** EXCERPTED RECORDS follows **

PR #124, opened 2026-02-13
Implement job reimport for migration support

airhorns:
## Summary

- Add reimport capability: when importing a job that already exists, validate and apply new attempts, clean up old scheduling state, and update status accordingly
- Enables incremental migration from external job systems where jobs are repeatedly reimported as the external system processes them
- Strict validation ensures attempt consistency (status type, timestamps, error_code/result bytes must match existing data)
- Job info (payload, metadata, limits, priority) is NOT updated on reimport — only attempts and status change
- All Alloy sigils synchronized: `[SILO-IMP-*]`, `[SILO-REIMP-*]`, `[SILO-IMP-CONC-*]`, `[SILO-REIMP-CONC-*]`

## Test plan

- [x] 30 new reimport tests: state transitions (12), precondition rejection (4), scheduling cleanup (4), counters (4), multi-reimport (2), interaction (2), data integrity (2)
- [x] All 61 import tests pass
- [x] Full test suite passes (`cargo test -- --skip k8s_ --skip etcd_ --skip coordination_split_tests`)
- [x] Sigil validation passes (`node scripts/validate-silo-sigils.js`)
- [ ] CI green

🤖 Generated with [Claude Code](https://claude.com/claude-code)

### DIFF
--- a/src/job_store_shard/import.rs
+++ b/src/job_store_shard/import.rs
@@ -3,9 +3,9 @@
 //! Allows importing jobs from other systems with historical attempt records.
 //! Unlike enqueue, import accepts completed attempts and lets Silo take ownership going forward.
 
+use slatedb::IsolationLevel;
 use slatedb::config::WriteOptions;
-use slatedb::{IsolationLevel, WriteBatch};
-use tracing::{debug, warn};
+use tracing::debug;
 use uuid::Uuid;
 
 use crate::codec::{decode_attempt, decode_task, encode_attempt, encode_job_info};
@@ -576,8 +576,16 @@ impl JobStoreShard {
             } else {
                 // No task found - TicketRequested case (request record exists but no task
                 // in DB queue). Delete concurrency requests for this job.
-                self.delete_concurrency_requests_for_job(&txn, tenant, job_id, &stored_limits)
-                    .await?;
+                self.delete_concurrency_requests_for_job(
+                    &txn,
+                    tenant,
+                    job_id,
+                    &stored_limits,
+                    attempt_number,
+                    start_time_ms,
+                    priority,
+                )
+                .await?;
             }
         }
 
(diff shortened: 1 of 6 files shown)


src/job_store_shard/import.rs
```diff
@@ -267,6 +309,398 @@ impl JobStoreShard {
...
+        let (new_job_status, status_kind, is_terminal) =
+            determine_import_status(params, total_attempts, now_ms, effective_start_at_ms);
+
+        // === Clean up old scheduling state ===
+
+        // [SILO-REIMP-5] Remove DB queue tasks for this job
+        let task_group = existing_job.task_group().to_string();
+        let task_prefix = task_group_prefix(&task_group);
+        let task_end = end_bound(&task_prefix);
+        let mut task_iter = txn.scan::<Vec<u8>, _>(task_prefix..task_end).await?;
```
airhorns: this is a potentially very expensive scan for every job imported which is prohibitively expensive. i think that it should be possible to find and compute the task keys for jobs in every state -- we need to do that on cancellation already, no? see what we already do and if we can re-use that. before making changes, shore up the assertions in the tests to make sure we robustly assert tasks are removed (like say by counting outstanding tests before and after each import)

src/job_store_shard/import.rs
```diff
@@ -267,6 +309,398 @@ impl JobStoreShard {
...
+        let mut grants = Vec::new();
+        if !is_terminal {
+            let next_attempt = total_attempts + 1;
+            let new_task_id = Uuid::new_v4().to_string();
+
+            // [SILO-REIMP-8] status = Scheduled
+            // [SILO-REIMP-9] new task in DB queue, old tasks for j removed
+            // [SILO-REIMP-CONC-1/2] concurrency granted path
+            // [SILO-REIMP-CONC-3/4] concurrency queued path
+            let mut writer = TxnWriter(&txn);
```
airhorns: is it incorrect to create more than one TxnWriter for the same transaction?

** End of EXCERPTED RECORDS **

*EXERCISE GOAL*
Please report every line of the records above that contains the word "tracing".

*RESPONSE BOX*
-use tracing::{debug, warn};
+use tracing::debug;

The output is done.